Assignment:
Go line by line through the entries and show those that hold the string "Premium".

Content starts

PR #30398, opened 2023-05-01
Remove the upgrade nudge for the Premium Block

romarioraffington:
Relates to https://github.com/Automattic/gold/issues/11
Fixes https://github.com/Automattic/jetpack/issues/30349

## Proposed changes:

Removes the upgrade nudge for the Premium block

| Before  | After |
| ------------- | ------------- |
| Screenshot 2023-05-01 at 4 44 22 PM  | Screenshot 2023-05-01 at 4 43 54 PM  | 

### Other information:
- [ ] Have you written new tests for your changes, if applicable?
- [x] Have you checked the E2E test CI results, and verified that your changes do not break them?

Content ends

Exercise result:
Remove the upgrade nudge for the Premium Block
Removes the upgrade nudge for the Premium block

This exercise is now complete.